Task description:
Give the number of lines in the data below that contain "after", with no other words.

--- Supplied records Enclosed Below ---

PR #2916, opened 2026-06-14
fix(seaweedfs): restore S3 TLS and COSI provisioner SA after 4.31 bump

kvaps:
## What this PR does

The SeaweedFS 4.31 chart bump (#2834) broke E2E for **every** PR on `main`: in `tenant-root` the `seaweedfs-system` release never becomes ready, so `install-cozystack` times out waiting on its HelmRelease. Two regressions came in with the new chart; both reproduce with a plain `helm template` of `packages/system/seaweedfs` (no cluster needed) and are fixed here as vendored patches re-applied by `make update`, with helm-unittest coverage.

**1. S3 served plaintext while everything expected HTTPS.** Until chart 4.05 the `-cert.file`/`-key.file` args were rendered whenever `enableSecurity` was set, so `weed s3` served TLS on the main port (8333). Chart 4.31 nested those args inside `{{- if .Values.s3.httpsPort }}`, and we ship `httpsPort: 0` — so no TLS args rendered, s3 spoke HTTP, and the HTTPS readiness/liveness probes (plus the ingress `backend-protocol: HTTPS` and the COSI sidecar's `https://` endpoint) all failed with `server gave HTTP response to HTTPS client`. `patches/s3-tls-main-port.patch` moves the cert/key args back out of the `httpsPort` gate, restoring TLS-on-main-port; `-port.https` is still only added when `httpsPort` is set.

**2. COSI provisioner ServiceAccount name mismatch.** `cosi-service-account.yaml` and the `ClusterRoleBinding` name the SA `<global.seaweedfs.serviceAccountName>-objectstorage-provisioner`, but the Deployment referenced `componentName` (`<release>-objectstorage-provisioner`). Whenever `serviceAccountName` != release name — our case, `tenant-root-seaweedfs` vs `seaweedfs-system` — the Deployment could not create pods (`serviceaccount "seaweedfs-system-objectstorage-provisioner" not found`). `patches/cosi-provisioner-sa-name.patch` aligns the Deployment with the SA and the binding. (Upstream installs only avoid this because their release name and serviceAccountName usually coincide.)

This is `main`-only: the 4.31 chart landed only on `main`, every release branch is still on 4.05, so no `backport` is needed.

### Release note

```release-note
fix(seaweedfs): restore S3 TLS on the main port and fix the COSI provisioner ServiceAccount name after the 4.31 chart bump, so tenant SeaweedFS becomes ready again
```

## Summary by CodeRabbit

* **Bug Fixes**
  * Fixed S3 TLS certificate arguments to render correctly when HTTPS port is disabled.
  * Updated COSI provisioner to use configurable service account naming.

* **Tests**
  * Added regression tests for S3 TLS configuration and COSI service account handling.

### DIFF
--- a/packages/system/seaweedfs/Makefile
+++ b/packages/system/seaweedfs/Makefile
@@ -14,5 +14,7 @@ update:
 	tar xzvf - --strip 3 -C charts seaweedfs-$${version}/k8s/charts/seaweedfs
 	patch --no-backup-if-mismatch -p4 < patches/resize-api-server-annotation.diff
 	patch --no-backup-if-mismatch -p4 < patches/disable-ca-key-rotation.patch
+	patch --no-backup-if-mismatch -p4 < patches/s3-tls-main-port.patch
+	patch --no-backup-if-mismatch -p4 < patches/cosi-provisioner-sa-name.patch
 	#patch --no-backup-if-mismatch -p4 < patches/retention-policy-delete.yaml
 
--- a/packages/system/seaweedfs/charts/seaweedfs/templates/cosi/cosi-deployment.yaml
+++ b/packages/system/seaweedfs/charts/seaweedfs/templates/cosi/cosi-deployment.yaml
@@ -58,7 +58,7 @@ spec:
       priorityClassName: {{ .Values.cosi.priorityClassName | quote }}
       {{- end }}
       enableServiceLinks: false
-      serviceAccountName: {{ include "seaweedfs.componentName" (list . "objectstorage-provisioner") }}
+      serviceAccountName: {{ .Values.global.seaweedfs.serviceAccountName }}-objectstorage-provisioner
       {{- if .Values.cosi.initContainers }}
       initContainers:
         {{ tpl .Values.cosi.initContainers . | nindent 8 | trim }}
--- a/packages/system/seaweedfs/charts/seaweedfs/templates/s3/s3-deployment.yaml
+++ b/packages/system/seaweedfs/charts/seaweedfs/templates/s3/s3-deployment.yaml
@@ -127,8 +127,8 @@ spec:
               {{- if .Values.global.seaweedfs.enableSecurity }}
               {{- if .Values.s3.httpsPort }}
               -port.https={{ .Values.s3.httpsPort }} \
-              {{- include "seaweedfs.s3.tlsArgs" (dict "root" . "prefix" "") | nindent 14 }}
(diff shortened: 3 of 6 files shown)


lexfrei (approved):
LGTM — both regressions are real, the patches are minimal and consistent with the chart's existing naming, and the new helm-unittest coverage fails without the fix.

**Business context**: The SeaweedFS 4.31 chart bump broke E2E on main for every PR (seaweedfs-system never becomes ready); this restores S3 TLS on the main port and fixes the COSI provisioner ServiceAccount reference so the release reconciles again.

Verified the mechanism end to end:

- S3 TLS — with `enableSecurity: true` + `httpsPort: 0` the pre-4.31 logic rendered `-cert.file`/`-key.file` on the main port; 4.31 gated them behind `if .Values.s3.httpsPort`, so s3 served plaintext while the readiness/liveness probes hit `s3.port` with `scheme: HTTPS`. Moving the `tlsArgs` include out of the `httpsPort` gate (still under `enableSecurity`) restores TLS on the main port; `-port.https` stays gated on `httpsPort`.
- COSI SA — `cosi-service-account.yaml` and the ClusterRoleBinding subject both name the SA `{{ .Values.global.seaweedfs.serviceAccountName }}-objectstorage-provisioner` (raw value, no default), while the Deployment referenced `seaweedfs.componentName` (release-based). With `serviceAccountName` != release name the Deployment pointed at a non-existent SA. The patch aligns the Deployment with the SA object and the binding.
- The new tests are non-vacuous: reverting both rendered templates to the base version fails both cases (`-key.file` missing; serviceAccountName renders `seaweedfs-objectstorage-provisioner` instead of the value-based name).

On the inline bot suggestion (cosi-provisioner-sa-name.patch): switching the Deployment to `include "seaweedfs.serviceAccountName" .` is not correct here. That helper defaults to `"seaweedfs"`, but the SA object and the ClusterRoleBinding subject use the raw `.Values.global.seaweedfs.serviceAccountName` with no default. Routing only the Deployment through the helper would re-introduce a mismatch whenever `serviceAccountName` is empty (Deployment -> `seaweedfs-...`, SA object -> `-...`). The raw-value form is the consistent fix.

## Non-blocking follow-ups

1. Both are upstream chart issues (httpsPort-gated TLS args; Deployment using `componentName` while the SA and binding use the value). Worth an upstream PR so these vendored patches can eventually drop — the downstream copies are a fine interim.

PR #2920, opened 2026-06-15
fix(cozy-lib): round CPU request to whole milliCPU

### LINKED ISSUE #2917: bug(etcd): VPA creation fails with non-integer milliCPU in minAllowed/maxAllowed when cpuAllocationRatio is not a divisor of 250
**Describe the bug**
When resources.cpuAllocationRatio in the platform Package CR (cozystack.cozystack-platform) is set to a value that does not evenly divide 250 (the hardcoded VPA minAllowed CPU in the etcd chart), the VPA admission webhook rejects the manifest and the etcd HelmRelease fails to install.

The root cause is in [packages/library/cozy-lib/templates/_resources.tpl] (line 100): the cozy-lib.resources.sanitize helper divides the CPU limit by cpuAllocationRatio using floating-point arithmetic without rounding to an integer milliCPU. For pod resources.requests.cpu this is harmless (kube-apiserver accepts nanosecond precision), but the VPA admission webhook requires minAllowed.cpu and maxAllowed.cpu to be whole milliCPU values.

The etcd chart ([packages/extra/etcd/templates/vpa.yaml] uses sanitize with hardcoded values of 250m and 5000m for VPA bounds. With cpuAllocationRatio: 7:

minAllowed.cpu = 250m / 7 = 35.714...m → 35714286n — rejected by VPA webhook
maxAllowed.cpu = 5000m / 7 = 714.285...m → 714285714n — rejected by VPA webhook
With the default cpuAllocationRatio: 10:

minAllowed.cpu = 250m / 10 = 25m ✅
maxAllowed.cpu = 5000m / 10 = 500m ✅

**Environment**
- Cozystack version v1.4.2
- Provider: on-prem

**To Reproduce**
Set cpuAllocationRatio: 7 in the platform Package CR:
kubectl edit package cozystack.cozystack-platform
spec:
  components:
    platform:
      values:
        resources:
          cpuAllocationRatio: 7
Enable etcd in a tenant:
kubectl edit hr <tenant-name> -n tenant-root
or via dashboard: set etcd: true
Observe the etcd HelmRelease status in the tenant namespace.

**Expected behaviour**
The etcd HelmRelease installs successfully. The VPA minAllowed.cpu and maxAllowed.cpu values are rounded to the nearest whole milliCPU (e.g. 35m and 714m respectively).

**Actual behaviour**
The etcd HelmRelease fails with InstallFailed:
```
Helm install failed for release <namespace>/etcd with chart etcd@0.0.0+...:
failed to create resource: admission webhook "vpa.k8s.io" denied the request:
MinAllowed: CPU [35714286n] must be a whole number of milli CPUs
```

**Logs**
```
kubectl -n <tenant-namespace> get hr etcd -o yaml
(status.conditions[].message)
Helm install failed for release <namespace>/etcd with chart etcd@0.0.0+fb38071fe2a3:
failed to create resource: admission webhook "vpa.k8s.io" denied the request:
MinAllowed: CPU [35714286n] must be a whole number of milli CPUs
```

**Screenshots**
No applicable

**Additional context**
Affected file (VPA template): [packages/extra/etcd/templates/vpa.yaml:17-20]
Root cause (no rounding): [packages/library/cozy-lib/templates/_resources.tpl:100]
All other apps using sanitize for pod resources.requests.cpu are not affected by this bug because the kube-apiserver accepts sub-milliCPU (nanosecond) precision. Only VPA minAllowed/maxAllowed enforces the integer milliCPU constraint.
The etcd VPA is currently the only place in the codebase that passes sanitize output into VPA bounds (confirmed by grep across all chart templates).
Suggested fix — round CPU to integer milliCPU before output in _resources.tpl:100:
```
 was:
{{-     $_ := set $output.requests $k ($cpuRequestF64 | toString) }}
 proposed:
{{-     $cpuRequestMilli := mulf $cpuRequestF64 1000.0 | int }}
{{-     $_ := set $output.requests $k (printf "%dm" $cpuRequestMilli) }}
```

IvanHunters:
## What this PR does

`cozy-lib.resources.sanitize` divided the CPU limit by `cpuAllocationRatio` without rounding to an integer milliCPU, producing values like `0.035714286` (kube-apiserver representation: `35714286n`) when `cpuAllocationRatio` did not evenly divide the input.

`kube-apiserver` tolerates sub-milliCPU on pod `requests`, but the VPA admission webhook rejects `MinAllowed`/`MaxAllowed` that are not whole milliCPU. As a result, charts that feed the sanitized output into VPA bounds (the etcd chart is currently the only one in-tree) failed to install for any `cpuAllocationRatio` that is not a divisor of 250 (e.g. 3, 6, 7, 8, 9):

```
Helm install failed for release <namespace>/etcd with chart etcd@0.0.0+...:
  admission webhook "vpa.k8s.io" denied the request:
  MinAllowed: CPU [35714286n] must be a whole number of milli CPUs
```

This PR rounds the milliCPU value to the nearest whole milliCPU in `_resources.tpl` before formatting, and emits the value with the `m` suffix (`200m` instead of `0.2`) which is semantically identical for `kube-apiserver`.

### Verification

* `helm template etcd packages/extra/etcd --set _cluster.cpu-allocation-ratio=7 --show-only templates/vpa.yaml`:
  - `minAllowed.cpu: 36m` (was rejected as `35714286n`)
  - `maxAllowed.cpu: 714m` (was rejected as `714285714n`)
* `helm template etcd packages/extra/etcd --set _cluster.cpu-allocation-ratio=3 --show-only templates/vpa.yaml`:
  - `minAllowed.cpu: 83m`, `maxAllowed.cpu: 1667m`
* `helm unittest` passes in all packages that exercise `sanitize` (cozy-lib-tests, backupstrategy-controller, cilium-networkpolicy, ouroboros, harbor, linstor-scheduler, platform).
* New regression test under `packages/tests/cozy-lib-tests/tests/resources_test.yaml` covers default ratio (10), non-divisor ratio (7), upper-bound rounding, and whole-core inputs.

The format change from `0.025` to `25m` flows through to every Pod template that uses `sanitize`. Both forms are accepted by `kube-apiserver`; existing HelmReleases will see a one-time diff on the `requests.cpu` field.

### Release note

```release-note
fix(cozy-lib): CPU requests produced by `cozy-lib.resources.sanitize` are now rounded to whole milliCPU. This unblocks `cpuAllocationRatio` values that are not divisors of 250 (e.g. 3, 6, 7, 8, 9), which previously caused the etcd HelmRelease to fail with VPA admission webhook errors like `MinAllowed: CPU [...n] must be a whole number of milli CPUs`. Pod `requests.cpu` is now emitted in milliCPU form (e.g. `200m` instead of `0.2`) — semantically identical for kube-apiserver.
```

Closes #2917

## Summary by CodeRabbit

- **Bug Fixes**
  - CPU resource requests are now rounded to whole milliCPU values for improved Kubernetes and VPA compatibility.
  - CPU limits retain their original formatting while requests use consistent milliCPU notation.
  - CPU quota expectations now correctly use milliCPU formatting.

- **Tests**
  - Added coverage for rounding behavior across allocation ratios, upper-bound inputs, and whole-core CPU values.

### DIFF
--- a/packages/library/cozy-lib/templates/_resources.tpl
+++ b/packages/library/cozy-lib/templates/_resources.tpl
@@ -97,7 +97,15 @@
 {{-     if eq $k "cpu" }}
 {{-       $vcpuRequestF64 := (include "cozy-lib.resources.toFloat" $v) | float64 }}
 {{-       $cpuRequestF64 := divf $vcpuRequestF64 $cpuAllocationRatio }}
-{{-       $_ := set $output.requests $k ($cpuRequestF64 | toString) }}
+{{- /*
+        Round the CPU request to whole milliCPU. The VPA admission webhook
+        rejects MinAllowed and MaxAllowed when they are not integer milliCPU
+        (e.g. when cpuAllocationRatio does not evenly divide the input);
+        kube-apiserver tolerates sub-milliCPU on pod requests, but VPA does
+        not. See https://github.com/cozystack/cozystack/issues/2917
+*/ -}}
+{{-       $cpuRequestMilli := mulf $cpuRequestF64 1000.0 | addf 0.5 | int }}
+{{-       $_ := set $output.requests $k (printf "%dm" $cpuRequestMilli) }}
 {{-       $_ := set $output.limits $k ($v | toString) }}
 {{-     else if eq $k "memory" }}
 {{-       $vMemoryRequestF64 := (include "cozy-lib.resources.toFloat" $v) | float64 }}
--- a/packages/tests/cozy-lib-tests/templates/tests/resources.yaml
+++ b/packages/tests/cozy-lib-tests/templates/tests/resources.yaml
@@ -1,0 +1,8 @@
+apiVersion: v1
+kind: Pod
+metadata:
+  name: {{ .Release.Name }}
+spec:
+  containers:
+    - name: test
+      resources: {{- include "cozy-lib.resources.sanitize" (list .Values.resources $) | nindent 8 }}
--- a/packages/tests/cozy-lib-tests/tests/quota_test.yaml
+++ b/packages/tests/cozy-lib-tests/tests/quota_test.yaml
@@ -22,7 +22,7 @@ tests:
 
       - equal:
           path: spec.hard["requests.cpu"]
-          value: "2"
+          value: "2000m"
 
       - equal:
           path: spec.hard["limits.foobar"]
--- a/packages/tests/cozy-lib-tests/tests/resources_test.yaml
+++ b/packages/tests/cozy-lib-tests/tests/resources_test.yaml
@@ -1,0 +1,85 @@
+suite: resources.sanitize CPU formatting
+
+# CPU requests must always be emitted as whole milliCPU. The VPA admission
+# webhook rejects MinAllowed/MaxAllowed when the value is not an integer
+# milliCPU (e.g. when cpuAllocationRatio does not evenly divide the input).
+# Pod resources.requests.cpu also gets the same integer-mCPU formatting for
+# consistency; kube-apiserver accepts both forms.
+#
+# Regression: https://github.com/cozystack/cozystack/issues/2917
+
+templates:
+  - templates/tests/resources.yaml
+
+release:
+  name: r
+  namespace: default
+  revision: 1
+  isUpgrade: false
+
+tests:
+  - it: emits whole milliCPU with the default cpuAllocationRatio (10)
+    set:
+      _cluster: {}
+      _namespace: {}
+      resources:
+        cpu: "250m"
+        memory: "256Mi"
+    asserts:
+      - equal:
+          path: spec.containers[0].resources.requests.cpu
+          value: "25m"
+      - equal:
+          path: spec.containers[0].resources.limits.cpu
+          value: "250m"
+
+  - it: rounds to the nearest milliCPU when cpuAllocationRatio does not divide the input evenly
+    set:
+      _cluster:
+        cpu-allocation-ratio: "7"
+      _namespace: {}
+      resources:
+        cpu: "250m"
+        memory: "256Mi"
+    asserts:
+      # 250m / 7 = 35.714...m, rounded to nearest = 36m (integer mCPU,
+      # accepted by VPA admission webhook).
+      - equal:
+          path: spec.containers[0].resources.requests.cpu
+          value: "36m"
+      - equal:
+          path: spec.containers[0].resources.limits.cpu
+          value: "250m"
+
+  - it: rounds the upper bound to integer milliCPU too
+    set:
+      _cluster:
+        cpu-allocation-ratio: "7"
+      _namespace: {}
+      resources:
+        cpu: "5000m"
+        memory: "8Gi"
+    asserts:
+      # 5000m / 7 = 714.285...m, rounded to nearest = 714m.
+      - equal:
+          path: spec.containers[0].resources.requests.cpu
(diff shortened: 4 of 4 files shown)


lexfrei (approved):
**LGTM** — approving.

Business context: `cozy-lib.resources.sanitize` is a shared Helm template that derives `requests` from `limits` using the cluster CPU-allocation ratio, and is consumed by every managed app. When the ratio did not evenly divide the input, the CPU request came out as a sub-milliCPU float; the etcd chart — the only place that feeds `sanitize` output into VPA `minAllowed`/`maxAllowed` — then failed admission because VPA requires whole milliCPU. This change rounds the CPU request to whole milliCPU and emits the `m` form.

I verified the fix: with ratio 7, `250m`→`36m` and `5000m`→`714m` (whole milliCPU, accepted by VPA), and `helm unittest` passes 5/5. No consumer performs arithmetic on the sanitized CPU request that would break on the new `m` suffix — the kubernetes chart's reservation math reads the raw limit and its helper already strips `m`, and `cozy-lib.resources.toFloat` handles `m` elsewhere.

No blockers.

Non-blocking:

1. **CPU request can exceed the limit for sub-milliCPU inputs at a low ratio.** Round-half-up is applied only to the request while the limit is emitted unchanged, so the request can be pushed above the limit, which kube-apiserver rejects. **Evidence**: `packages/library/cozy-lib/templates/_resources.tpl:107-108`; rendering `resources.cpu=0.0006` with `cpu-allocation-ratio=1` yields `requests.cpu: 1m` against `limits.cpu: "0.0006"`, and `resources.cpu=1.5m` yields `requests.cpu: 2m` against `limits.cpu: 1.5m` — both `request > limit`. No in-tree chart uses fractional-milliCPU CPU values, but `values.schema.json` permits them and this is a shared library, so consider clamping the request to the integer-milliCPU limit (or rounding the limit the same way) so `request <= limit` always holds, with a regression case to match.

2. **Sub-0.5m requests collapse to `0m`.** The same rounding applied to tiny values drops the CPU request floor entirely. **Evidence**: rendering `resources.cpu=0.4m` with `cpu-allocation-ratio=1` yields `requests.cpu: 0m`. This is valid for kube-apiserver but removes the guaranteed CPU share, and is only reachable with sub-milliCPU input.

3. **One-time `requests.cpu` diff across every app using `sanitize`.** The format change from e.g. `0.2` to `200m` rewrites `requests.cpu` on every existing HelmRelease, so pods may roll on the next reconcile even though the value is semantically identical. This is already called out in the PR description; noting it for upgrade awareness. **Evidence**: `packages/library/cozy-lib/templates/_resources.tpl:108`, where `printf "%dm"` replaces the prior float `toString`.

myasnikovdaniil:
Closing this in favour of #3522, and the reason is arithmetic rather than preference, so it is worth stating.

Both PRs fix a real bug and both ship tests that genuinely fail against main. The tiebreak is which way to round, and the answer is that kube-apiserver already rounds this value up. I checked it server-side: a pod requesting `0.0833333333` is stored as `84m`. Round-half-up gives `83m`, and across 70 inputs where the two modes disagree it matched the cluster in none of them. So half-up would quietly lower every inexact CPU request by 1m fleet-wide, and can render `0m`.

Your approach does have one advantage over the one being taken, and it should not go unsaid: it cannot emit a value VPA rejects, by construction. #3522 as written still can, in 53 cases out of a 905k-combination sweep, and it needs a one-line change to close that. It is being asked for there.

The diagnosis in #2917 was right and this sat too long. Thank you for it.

--- End of Enclosed Supplied records ---

Answer:
2